The quantity-of-one concept also holds true on the shop floor, where lean manufacturing processes are implemented in the one-piece flow. All resources are dedicated to a single product build until the order is complete.

“For our quantity orders, all steps occur simultaneously, so if we identify a problem with step one, during step two we can quickly go back, rejig step one, and keep production going without a loss,” Douglas said. “Another beauty of the one-flow approach is that we can quickly rejig our plant to shift to another product.”

On occasion a product becomes a shop regular. When this happens, the company takes advantage of the opportunity to tighten and improve production.

“With most of our custom projects, we rely on experience and instinct when we move to production. We build on what has worked in the past for similar projects, and we have the right team to adjust the process according to the nuances of the piece being built.

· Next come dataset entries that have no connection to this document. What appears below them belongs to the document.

PR #276, opened 2020-06-06
Add preprocessing

andreanne-lemay:
Since the transforms refactor, we observed an increase in training time. After a time profiling of the code, the culprit seems to be the new resampling with scipy.ndimage.resize that's taking a significant amount of time during the interpolation.  In the current design, the resampling is made for every image at each iteration which is unecessary. Resampling and cropping should be done once per image at the beginning. This PR introduces preprocessing transforms.


ivadomed/loader/loader.py
```diff
@@ -358,27 +365,21 @@ def __getitem__(self, index):
         """
         seg_pair_slice, roi_pair_slice = self.indexes[index]
 
-        # Clean transforms params from previous transforms
-        # i.e. remove params from previous iterations so that the coming transforms are different
-        metadata_input = imed_loader_utils.clean_metadata(seg_pair_slice['input_metadata'])
-        metadata_roi = imed_loader_utils.clean_metadata(roi_pair_slice['gt_metadata'])
-        metadata_gt = imed_loader_utils.clean_metadata(seg_pair_slice['gt_metadata'])
```
charleygros, line 365: You removed it so that the preprocessing params (eg crop_params) are not wiped away. But it may involve that all the random transform will be the same at each `getitem` call since params already saved in metadata eg [here](https://github.com/neuropoly/ivado-medical-imaging/blob/master/ivadomed/transforms.py#L562). What do you think?
A solution would be to remove `crop_params` from this list, while keeping these lines of `clean_metadata`. I am happy to help with this.

ivadomed/loader/loader.py
```diff
@@ -307,22 +312,24 @@ def __init__(self, filename_pairs, slice_axis=2, cache=True, transform=None, sli
         """
         self.indexes = []
         self.filename_pairs = filename_pairs
-        self.transform = transform
+        if isinstance(transform, list):
+            self.prepro_transforms, self.transform = transform
+        else:
+            self.transform = transform
+            self.prepro_transforms = None
```
charleygros, line 319: That's for cases where we are not going through `load_dataset` where we have:
```
tranform_lst = [prepro_transforms if len(preprocessing_transforms) else None, transforms]
```
Correct? :-)

ivadomed/preprocessing.py
```diff
@@ -0,0 +1,46 @@
+import copy
```
charleygros, line 1: I am wondering if we should not move these to `transforms.py` as there are only functions that split / apply transforms. Not too sure. Happy to discuss :-)

ivadomed/preprocessing.py
```diff
@@ -0,0 +1,46 @@
...
+
```
charleygros, line 2: Another annoying comment but I wanted to ask:
What about: to keep everything as before in config files and loader and only modify `transforms.py` as follows:
- for all `__call__` of our preprocessing transforms (ie Resample and Crop): just before the return: add a metadata in this sample saying that "all good, preprocessing performed on this sample, no need to run it again"
- add a decorator, eg `@preprocessing` which check the metadata of the input sample --> if already done --> skip

andreanne-lemay: We'd still have perform the transforms in the load_filenames, because if we don't the images are not preprocessed -> if we keep the code as before we do the transform a first time, we change the metadata to indicate it has been done -> on the next getitem, the segpair retrived from index has not been cropped and resampled. I don't see how we can do this if we don't apply the specified transforms before calling getitem (in the load_filenames fonction), but I might not fully grasp what you're suggesting, so correct me if I'm wrong :)

ivadomed/loader/loader.py
andreanne-lemay: ahh yes I see! I only saw ROICrop (if crop_params in metadata...) , that's the first thing I tried -> removing crop_params from the list, but I was getting an error with ROICrop because the param was not updated here: https://github.com/neuropoly/ivado-medical-imaging/blob/master/ivadomed/loader/utils.py#L287 . If I remove crop_params but just from the update_metadata list I think everything should work

ivadomed/preprocessing.py
```diff
@@ -0,0 +1,46 @@
...
+
+def apply_transforms(transforms, seg_pair, roi_pair=None):
+    if transforms is None:
+        return (seg_pair, roi_pair)
+
+    if roi_pair is not None:
+        stack_roi, metadata_roi = transforms(sample=roi_pair["gt"],
+                                             metadata=roi_pair['gt_metadata'],
+                                             data_type="roi")
```
charleygros, line 23: We would also need to spread the params from metadata_roi (where we compute the crop params for ROICrop to metdata_input and metadata_gt --> via `update_medaata`

ivadomed/loader/loader.py
andreanne-lemay: yes exactly :)

PR #290, opened 2020-06-12
Postprocessing: Adding Conditional Random Field (CRF) interrogation mark

### LINKED ISSUE #135: Post-processing

charleygros:
### Aim
Implement Conditional Random Field (CRF) method in the code base and evaluate its benefit as postprocessing tool.

### CRF
CRF are increasingly used in combination to Deep Learning approach, eg [Ref1](https://www.ncbi.nlm.nih.gov/pmc/articles/PMC6700294/), [Ref2](https://arxiv.org/abs/1610.02177), [Ref3](https://arxiv.org/abs/1805.04777).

“A few products like the cash boxes for Tim Hortons repeat,” said Douglas. “The repeats let us refine production processes. Every time we’ve put that project on the shop floor, we’ve gotten a little better.” Order quantities for the Tim Hortons products can be as high as 8,000 units.

Expanding Manufacturing

In-house capabilities are expanding along with marketing efforts. “We are bringing in new equipment and expanding our capabilities,” said Douglas. A CNC router and waterjet table have joined the saws, planers, buffers, and heat benders. An additional seat with SolidWorks® helps engineering keep designs flowing.

DNS vacuum lifter

Adding a vacuum lifter to load materials on the routing table turned a two-man job into a one-man job and increased productivity.

A Kaitian® laser/engraver produces acrylic parts that go directly to assembly. “When we were using the router it took three steps—route the part, hand-clean it to remove chips, and then flame-polish,” said Robert. “The laser reduces that process to one step, improving productivity. It also increased our material yield. The kerf is reduced and we have less scrap.”

The MultiCam® 5000 series router fabricates parts from sheets of MDF (medium-density fiberboard), melamine, aluminum, and plastic. A new Schmalz® vacuum tube lifter loads the material. Robert said, “Loading a sheet was a two-person job that is a one-man operation with the lifter. Think of the time it takes someone to stop what they are doing, walk 30 feet to help load a sheet, and walk back to their own job. We save labor with the lifter, and it’s safer for our operators.”

Exotic plastics that can’t be routed and some ferrous parts are cut on a MultiCam 3000 series waterjet table, also a new addition to the shop.

The company is positioned for growth. “We put our attention to getting it right. We bring something special to the table with our established customers and our new prospects,” Douglas said. “We have the right people who bring all the elements together to do the right things for a quality product.”